En tiempos donde la velocidad parece dictar el pulso de la vida moderna, el regreso del tren de pasajeros entre Querétaro y San Luis Potosí no solo evoca una obra de infraestructura: despierta una memoria colectiva que alguna vez encontró en los rieles una forma de pertenecer al territorio. Hoy, esa nostalgia se traduce en proyecto, y el proyecto en promesa de desarrollo.
Bajo el impulso del gobernador Ricardo Gallardo Cardona, el Gobierno del Estado ha reforzado su coordinación con la federación para avanzar en esta ruta ferroviaria que busca transformar la movilidad en la región. Más que una obra aislada, se trata de una apuesta por reconectar ciudades, acortar distancias y reconfigurar la manera en que se habita el espacio potosino.

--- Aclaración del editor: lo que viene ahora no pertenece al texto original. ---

PR #188, opened 2019-03-26
[MRG] Fix: SDML on sandwich example

### LINKED ISSUE #138: SDML does not work in sandwich example

bellet:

En una reunión virtual de trabajo, autoridades estatales sostuvieron diálogo con Néstor Núñez López, titular de la Unidad de Vinculación Institucional y Patrimonio de la Secretaría de Infraestructura, Comunicaciones y Transportes. El encuentro no fue un simple intercambio protocolario, sino una revisión puntual de avances y estrategias que delinean el camino de este ambicioso proyecto.
El tren Querétaro–San Luis Potosí aparece así como un símbolo de continuidad histórica. Donde antes los ferrocarriles tejían rutas comerciales y culturales, hoy se busca reactivar esa vocación con una visión moderna, capaz de responder a las exigencias de una economía dinámica y una población en crecimiento.
Pero más allá de los planos y las gestiones, hay un trasfondo profundamente humano. Cada kilómetro proyectado implica oportunidades: empleos, turismo, intercambio y una nueva narrativa para las comunidades que verán pasar, nuevamente, el pulso metálico del tren.
En ese sentido, la coordinación entre el Estado y la federación no solo consolida un proyecto de movilidad, sino también una idea de futuro compartido. Un futuro donde el desarrollo no se mide únicamente en infraestructura, sino en la capacidad de reconectar a las personas con su historia y con las rutas que alguna vez les dieron identidad.